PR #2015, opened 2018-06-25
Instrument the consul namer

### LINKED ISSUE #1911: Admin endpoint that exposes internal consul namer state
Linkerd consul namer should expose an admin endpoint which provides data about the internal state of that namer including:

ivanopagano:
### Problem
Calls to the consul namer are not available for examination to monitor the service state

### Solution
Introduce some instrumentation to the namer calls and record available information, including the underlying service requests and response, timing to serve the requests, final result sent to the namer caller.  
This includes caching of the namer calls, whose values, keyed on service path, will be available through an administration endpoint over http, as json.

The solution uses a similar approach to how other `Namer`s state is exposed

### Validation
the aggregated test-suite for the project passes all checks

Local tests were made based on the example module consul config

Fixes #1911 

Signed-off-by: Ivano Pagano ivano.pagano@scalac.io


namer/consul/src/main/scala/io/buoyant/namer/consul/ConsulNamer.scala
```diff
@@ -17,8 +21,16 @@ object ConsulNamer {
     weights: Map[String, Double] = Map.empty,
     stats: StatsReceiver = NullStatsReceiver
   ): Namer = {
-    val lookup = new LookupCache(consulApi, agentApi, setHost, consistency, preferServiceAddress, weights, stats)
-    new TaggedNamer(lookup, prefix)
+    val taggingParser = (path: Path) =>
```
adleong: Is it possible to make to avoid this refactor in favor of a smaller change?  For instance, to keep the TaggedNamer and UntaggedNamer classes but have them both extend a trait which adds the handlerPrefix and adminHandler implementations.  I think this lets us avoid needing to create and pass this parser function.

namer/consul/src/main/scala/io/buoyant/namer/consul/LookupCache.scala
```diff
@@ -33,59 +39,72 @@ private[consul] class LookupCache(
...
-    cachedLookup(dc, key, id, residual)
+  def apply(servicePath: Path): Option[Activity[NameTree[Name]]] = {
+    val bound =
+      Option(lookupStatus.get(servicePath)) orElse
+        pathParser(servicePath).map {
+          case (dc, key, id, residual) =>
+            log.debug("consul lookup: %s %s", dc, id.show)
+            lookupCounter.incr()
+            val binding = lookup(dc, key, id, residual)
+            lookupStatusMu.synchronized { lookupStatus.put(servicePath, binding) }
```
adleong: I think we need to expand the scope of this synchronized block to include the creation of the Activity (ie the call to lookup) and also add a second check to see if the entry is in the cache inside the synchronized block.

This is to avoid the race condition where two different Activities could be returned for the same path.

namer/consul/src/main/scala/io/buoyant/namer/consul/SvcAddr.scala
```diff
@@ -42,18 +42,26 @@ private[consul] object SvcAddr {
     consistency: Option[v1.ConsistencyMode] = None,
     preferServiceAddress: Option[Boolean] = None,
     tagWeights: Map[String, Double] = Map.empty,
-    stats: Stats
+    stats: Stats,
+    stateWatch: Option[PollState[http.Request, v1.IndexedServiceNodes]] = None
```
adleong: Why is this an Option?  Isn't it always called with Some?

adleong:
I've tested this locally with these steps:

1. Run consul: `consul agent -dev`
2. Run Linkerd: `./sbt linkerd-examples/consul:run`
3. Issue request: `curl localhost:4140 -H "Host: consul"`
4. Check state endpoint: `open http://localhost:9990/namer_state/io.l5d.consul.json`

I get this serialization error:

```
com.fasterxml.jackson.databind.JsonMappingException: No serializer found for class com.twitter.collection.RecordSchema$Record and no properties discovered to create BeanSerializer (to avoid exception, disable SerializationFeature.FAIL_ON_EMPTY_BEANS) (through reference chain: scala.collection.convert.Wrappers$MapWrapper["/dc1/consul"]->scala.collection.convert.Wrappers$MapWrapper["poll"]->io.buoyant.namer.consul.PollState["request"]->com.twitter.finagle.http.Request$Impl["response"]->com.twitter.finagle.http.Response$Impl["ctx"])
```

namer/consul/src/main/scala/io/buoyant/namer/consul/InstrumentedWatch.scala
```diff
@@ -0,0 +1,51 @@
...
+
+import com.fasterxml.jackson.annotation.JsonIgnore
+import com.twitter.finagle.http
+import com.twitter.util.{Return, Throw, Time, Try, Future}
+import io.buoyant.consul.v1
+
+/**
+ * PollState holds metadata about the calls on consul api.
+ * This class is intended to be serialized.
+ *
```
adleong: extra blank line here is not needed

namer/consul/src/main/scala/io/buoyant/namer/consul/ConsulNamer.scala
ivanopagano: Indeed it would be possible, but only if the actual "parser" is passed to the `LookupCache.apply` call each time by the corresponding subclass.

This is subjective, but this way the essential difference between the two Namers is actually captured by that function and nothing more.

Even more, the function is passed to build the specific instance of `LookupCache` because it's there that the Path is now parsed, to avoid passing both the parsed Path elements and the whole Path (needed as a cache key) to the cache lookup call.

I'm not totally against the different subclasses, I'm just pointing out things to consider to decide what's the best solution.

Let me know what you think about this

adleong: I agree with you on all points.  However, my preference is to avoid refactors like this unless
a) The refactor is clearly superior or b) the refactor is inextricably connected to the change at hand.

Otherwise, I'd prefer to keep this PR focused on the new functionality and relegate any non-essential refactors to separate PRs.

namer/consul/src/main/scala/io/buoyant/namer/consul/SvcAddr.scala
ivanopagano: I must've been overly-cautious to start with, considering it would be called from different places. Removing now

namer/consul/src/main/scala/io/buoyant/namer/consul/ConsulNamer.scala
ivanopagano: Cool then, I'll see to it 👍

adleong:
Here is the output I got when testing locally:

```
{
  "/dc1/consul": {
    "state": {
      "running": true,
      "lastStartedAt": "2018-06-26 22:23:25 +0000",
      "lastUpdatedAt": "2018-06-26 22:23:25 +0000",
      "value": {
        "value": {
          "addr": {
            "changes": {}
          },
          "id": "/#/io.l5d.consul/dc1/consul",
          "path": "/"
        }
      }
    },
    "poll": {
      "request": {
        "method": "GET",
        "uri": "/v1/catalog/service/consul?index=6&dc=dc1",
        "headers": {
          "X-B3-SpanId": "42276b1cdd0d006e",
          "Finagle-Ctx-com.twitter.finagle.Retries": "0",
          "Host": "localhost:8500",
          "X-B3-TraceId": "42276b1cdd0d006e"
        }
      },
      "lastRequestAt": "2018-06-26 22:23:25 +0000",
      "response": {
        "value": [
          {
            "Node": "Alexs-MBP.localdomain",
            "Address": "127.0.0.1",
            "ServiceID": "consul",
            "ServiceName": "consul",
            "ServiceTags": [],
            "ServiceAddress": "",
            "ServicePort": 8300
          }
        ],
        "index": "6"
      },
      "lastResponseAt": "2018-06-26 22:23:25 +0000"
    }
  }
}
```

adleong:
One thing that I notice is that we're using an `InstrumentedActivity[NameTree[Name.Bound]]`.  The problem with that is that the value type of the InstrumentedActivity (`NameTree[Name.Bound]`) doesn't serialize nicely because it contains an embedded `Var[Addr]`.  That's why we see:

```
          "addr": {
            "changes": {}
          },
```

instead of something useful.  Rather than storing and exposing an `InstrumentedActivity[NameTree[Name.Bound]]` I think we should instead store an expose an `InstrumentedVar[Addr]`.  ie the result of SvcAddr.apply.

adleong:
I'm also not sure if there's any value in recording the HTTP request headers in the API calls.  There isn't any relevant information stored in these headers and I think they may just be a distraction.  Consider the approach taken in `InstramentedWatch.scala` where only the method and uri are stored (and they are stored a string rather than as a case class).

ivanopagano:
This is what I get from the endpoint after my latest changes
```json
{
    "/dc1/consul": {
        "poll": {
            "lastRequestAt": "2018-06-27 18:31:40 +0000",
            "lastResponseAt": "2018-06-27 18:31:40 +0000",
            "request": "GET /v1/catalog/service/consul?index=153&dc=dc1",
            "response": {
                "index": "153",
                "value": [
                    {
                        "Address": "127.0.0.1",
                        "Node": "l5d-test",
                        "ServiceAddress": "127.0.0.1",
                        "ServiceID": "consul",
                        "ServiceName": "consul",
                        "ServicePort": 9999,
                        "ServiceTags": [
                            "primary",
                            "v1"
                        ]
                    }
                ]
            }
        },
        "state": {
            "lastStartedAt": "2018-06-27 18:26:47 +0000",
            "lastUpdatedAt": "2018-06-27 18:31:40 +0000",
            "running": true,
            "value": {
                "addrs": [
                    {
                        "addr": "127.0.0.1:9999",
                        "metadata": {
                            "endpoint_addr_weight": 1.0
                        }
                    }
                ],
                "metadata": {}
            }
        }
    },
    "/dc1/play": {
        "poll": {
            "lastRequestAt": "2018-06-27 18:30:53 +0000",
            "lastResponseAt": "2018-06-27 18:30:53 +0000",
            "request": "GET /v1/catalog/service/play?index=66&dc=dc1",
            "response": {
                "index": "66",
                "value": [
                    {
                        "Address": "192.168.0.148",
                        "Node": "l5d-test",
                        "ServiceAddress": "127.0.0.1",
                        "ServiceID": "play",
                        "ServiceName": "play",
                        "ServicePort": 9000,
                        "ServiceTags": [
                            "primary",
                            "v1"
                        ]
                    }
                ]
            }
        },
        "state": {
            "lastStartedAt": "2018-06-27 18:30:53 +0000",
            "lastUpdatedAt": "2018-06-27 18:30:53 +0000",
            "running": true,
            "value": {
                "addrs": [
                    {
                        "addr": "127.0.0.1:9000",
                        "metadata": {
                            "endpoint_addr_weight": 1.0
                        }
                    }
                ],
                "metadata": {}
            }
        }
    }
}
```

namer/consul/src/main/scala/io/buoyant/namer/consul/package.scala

——

> **Work required**
What do the lines of the material read, from the first through the line with "Introduce some instrumentation"? Transcribe them exactly and stop there.

> **Output of the task**
PR #2015, opened 2018-06-25
Instrument the consul namer

### LINKED ISSUE #1911: Admin endpoint that exposes internal consul namer state
Linkerd consul namer should expose an admin endpoint which provides data about the internal state of that namer including:

ivanopagano:
### Problem
Calls to the consul namer are not available for examination to monitor the service state

### Solution
Introduce some instrumentation to the namer calls and record available information, including the underlying service requests and response, timing to serve the requests, final result sent to the namer caller.  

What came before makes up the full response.